═════ Dataset extract ═════
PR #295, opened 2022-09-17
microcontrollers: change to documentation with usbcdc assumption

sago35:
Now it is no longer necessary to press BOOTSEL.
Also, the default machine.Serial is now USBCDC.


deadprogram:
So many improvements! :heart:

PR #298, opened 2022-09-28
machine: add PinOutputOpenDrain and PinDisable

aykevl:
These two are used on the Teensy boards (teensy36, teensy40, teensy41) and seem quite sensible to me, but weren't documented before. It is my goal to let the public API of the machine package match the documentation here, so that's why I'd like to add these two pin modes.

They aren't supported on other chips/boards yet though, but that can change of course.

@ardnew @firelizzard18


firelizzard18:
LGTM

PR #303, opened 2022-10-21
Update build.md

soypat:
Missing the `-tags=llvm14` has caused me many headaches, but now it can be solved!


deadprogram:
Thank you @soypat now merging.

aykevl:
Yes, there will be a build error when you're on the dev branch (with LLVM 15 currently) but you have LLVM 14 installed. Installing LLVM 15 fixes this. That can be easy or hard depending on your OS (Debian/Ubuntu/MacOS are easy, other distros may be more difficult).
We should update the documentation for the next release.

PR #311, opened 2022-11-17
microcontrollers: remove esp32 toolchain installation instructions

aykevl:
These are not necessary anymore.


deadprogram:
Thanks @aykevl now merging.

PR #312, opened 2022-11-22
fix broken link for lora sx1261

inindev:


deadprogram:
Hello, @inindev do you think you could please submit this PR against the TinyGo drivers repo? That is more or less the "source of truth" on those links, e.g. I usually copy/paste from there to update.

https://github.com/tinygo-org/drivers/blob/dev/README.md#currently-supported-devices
═════
═════ Dataset extract ═════
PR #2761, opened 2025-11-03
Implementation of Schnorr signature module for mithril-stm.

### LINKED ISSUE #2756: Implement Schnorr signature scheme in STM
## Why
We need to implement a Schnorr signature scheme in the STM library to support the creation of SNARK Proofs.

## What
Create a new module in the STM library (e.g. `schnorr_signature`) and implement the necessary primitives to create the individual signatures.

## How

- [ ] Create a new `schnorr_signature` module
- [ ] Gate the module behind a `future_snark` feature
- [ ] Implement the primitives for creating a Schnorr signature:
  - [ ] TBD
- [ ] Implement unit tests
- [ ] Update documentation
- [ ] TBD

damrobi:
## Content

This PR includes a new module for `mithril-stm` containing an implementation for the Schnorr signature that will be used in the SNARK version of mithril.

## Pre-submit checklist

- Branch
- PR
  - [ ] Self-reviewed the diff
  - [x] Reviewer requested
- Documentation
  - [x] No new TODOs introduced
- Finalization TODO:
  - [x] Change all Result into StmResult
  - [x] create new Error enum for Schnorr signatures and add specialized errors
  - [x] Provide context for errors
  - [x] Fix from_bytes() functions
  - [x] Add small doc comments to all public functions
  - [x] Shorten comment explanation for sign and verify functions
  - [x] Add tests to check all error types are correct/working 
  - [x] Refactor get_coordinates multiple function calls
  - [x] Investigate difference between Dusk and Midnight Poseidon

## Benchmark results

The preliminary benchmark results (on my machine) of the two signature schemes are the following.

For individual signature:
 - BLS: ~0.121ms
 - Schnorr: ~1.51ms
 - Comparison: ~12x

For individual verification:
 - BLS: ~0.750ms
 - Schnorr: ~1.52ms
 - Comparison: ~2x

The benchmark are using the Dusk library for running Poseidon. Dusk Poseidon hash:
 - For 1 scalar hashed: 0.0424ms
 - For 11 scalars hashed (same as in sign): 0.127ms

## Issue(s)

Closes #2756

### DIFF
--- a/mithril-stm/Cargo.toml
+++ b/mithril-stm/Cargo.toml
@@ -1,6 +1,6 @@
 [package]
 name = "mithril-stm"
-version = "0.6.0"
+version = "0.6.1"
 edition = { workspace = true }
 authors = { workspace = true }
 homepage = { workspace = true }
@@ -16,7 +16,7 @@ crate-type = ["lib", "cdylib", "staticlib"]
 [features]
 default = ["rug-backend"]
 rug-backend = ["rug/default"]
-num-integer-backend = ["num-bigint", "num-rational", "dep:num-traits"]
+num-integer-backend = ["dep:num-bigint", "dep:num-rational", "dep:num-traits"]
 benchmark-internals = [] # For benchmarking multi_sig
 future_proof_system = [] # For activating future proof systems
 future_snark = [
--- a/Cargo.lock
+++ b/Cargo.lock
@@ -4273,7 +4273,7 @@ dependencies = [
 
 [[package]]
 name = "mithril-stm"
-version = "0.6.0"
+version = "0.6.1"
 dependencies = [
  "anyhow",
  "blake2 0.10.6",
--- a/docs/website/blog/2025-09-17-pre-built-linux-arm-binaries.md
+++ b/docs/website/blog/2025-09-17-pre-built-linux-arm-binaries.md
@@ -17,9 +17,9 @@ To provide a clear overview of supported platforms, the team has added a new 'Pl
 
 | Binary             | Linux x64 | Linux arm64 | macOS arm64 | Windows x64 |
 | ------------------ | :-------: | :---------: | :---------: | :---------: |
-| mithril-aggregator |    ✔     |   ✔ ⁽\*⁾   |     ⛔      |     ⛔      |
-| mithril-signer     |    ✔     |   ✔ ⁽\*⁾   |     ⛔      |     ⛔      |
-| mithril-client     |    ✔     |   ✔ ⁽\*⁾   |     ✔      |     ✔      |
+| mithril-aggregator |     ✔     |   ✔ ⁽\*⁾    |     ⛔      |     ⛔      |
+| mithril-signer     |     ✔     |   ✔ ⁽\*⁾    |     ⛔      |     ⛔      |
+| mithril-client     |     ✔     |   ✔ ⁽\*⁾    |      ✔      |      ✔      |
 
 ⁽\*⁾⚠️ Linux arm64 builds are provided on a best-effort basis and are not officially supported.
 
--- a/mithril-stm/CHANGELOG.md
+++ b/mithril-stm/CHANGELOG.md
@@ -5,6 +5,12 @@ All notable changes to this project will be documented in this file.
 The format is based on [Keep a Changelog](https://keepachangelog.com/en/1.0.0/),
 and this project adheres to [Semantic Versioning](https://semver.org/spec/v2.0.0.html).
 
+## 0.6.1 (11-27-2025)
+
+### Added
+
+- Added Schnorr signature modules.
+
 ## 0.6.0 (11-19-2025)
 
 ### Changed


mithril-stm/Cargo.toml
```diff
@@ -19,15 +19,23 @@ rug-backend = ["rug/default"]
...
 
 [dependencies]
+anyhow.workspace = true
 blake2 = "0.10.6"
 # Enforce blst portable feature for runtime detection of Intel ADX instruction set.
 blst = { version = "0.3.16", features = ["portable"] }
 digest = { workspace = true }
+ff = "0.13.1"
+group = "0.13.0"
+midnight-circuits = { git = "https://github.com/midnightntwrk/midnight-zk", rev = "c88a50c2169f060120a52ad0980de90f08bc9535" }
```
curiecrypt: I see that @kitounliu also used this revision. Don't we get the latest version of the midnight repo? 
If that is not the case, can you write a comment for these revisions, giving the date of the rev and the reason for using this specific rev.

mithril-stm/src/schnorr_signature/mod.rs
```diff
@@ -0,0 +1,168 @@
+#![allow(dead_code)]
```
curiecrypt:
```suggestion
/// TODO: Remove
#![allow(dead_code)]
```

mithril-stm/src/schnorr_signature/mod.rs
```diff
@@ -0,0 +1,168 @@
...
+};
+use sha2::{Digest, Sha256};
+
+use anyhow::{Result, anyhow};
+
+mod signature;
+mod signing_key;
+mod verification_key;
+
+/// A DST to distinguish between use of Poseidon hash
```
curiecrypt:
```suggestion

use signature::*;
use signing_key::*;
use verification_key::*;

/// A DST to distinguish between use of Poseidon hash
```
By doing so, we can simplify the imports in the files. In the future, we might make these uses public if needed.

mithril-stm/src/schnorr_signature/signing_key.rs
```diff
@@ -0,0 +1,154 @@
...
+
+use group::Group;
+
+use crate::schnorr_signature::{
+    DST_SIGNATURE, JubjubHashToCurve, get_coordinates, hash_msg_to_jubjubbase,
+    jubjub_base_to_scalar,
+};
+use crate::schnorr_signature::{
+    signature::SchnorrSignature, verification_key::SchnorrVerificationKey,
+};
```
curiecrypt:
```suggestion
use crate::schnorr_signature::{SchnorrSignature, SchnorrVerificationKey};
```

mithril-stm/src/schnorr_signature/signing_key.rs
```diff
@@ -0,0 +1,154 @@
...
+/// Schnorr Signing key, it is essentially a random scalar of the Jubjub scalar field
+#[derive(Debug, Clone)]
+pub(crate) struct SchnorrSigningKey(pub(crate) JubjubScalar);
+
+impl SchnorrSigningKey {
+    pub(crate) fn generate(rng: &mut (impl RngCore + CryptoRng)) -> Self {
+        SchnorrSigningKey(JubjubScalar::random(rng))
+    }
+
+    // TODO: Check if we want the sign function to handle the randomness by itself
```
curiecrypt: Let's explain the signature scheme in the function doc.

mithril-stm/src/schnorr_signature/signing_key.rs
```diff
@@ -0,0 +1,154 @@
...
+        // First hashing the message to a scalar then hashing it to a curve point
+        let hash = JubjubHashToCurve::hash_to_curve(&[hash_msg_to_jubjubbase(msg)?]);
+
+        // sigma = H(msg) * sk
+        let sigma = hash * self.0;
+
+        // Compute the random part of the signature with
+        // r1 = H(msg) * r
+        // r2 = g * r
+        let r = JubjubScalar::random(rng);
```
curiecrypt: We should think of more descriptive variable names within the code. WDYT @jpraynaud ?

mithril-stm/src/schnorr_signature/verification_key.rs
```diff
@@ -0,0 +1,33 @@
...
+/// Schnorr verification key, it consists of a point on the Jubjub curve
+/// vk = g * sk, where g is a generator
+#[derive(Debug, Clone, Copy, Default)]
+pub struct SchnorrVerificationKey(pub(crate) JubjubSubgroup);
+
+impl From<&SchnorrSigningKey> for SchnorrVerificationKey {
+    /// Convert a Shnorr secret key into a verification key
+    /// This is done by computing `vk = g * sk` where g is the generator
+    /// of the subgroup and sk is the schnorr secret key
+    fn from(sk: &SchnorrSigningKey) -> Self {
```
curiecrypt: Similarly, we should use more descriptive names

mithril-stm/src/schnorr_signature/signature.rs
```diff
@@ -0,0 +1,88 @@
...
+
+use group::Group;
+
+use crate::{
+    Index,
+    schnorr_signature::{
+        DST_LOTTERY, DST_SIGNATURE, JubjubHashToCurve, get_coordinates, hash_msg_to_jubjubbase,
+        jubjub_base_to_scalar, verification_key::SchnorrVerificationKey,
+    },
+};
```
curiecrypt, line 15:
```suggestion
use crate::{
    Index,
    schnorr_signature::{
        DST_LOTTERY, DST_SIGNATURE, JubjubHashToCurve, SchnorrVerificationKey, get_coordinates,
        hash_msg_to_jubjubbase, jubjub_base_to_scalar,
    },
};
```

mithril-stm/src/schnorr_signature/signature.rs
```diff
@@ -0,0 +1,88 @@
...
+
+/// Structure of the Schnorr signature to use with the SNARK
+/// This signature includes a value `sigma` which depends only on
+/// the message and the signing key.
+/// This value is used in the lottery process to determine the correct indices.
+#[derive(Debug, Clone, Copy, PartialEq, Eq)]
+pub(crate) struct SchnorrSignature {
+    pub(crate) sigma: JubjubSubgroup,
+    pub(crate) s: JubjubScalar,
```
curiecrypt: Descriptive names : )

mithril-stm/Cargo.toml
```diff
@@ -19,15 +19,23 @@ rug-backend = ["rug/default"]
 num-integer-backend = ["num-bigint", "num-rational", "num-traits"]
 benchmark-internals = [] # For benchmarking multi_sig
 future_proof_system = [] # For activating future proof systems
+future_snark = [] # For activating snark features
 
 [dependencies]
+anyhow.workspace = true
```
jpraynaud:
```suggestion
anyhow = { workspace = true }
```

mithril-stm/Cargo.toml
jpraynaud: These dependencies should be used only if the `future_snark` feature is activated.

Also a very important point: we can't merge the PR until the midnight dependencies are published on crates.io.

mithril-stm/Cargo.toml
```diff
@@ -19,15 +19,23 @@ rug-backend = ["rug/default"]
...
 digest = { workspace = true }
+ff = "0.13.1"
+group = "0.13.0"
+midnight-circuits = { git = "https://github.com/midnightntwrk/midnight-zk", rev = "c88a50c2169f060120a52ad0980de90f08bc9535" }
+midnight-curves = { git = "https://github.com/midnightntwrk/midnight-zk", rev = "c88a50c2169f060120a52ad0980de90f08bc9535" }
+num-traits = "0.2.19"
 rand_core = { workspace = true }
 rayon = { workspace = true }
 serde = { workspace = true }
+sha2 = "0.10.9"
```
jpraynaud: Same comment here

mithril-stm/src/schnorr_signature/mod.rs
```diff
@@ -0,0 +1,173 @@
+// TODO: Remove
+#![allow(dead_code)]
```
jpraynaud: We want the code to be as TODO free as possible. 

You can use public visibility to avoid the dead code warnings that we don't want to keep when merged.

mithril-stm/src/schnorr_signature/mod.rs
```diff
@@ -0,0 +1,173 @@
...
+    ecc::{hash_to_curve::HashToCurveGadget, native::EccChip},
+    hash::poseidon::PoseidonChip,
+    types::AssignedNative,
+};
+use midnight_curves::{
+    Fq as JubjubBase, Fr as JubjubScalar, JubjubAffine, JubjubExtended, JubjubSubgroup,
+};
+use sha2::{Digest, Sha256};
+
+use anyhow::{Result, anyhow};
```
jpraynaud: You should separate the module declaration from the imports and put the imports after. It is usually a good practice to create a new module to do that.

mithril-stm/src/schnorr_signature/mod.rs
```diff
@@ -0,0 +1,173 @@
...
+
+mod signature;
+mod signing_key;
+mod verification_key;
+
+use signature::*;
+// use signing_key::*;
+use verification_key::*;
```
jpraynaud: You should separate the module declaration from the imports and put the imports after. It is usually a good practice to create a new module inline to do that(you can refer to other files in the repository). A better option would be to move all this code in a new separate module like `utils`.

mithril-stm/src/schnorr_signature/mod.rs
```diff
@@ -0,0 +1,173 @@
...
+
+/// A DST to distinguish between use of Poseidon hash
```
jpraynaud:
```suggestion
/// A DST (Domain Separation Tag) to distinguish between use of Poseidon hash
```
═════
What is being asked:
Reproduce verbatim only the segment of the listing bounded by the line containing "PR #295, opened 2022-09-17" and the line containing "Thanks @aykevl now merging.", with both boundary lines included.

Exercise result:
PR #295, opened 2022-09-17
microcontrollers: change to documentation with usbcdc assumption

sago35:
Now it is no longer necessary to press BOOTSEL.
Also, the default machine.Serial is now USBCDC.


deadprogram:
So many improvements! :heart:

PR #298, opened 2022-09-28
machine: add PinOutputOpenDrain and PinDisable

aykevl:
These two are used on the Teensy boards (teensy36, teensy40, teensy41) and seem quite sensible to me, but weren't documented before. It is my goal to let the public API of the machine package match the documentation here, so that's why I'd like to add these two pin modes.

They aren't supported on other chips/boards yet though, but that can change of course.

@ardnew @firelizzard18


firelizzard18:
LGTM

PR #303, opened 2022-10-21
Update build.md

soypat:
Missing the `-tags=llvm14` has caused me many headaches, but now it can be solved!


deadprogram:
Thank you @soypat now merging.

aykevl:
Yes, there will be a build error when you're on the dev branch (with LLVM 15 currently) but you have LLVM 14 installed. Installing LLVM 15 fixes this. That can be easy or hard depending on your OS (Debian/Ubuntu/MacOS are easy, other distros may be more difficult).
We should update the documentation for the next release.

PR #311, opened 2022-11-17
microcontrollers: remove esp32 toolchain installation instructions

aykevl:
These are not necessary anymore.


deadprogram:
Thanks @aykevl now merging.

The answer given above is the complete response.